Trina will follow in the footsteps of rival JA Solar by de-listing in the U.S. to return to China, where public reporting requirements are less strict. JA Solar won permission to list its stock in China in September.
Jiangsu-based Trina was founded in 1997 and was one of the first Chinese solar companies to list in the U.S., joining the New York Stock Exchange in 2006. However, a perceived low valuation and consequent hurdles to raising finance saw the company taken back into private ownership by a consortium led by chairman and CEO Jifan Gao in March 2017 in a $1.1 billion deal. That arrangement saw Trina become part of private business Fortune Solar Holdings Ltd.
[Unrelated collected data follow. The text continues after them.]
PR #6001, opened 2020-07-28
Cypress/E2E: Fix forgot password spec

josephbaylon:
#### Summary
- Made sure user is logged out before clearing cookies

#### Ticket Link
None - master only

Screen Shot 2020-07-28 at 11 09 49 AM

### DIFF
--- a/e2e/cypress/support/api/user.js
+++ b/e2e/cypress/support/api/user.js
@@ -35,14 +35,18 @@ Cypress.Commands.add('apiLogout', () => {
         log: false,
     });
 
-    // Ensure we clear out these specific cookies
+    // * Verify logged out
+    cy.visit('/login?extra=expired').url().should('include', '/login?extra=expired');
+
+    // # Ensure we clear out these specific cookies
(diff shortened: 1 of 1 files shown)


e2e/cypress/support/api/user.js
```diff
@@ -35,14 +35,18 @@ Cypress.Commands.add('apiLogout', () => {
         log: false,
     });
 
-    // Ensure we clear out these specific cookies
+    // * Verify logged out
+    cy.visit('/login?extra=expired').url().should('include', '/login?extra=expired');
+
```
srkgupta, line 40: Since this is a generic function and all the tests using this will be affected by this. Can we include this step specifically only in the forgot password spec?

josephbaylon: The problem is that step is in between the logout itself and deletion of cookies. Not sure how to separate that for forgot password spec. Or do you suggest I recreate a new command just for forgot password?

josephbaylon: The purpose is to verify user is logged out before cookies are deleted

PR #5659, opened 2020-06-04
MM-24361 - Updating system console save button

asaadmahmood:
#### Summary
MM-24361 - Updating system console save button

#### Ticket Link
https://mattermost.atlassian.net/browse/MM-24361

#### Screenshots
**Before:**
IMG_E3507FCCE82E-1

**After:**
IMG_CE857DC9F401-1

PR #6010, opened 2020-07-29
[MM-27168]  Set -webkit-fill-available when on iOS Safari and 100vh otherwise

fmunshi:
#### Summary
- Since webkit-touch-callout is only supported on iOS Safari (see https://developer.mozilla.org/en-US/docs/Web/CSS/-webkit-touch-callout) this will make the original fix of `height: -webkit-fill-available;` apply when its needed and leave desktop chrome / other browsers unchanged.

- I dont have an iOS device to test this on so I havent actually confirmed that this works on iOS safari but I _can_ confirm that it doesnt break anything on chrome / any other desktop browsers 

- Milestone labeled as 5.26 but will also cherry-pick this to 5.25 when tested 

#### Ticket Link
- https://mattermost.atlassian.net/browse/MM-27168

### DIFF
--- a/sass/routes/_admin-console.scss
+++ b/sass/routes/_admin-console.scss
@@ -10,10 +10,21 @@
     height: 100%;
     padding-left: 220px;
 
+    & > div:first-child {
+        height: 100%;
+    }
+
     .wrapper--fixed {
         display: flex;
         flex-direction: column;
         height: 100vh;
+
+        // Fix for Safari on iOS MM-24361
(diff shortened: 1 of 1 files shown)


amyblais:
@asaadmahmood @calebroseland Kind note that this PR is for v5.25 dot release,

fmunshi:
tagging you @lindy65 since you reviewed the original PR here https://github.com/mattermost/mattermost-webapp/pull/5659

So I assume you have an iPad available to test with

The prospectus published by the Shanghai exchange in relation to Trina’s IPO application stated the module maker banked revenue of RMB23.4 billion ($3.34 billion) last year for a RMB702 million net profit – up 22.6% from 2018. Figures published by solar research company PV InfoLink stated Trina shipped around 10 GW of modules last year to be the third biggest supplier in the world.
In January, the company launched its Duomax V bifacial, double-glass module featuring a 210mm silicon wafer, a product it claims can generate 500 W. The company has formulated a new product strategy based on its 210mm series modules.
The manufacturer will hope to gain access to more sources of capital after its Shanghai listing at a time when solar manufacturers are going hell-for-leather to expand their production capacities as aggressively as possible.